Reviewed by Zoie Nelson
Times-News correspondent
teens20@thetimesnews.com

   Three years ago, the musical comedy “Pitch Perfect” was an instant hit and now, the sequel, “Pitch Perfect 2,” is doing it again.
After embarrassing not only themselves but the entire a cappella community in front of the President of the United States of America, the Barden Bellas must compete in an international competition that no American group has ever won in order to prove themselves again.
The original Bellas, Beca (Anna Kendrick), Fat Amy (Rebel Wilson) and Chloe (Brittany Snow), are joined by a couple new faces such as fun-loving freshman Emily (Hailee Steinfeld). But music and the Bellas aren’t the only thing they’re worried about. As senior year begins to come to an end, the seniors must begin thinking about life after college and life after the Barden Bellas. It’s a bittersweet moment for all.

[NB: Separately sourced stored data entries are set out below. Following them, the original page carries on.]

PR #104, opened 2021-07-06
Close discussion D1

glyn:
Here's a chance to actually have the discussion if anyone wants to.

### DIFF
--- a/draft-ietf-jsonpath-base.md
+++ b/draft-ietf-jsonpath-base.md
@@ -463,9 +463,6 @@ raised during application of the query to a value.
 query, e.g., because of resource depletion, but this is not modeled in
 the present specification.)
 
-> Discussion (D1): are we ready for the error model defined here, i.e. one
-> that does not have runtime errors, but only compile time errors?
-
 ## Processing Model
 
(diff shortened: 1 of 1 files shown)


cabo:
Well, I'm certainly ready for this model.

gregsdennis:
I'm good with the approach described in the text.  As long as a string can be parsed as a Path, it should evaluate.  I can't see a case where processing a valid path against a value would produce an error; merely empty result sets.

This means that the only errors should be syntax errors, correct?

glyn:
> This means that the only errors should be syntax errors, correct?

I think so.

glyn:
May I encourage reviewers who are in favour of this PR to approve it?

gregsdennis:
I was awaiting a bit more discussion.

glyn:
Ok, I've requested a review from Stefan.

goessner:
> are we ready for the error model defined here, i.e. one
> that does not have runtime errors, but only compile time errors?

Yes absolutely ... I like that clean concept a lot.

goessner (approved):

gregsdennis (approved):

PR #105, opened 2021-07-06
Nail down combine1

glyn:


gregsdennis (approved):
I agree with this. Concatenation seems to always be the appropriate action here.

Making sequels to follow such hit movies is always difficult, but director Elizabeth Banks has created a beautiful ending for the Pitch Perfect girls.
Though not as funny as the original, this movie will still make you laugh. It’s rated PG-13 for sexual innuendoes, but is still a family fun movie for older kids. With music, love and suspense, this movie is a definite must-see.

 Zoie Nelson is a sophomore at Williams High School and a Teens & Twenties writer.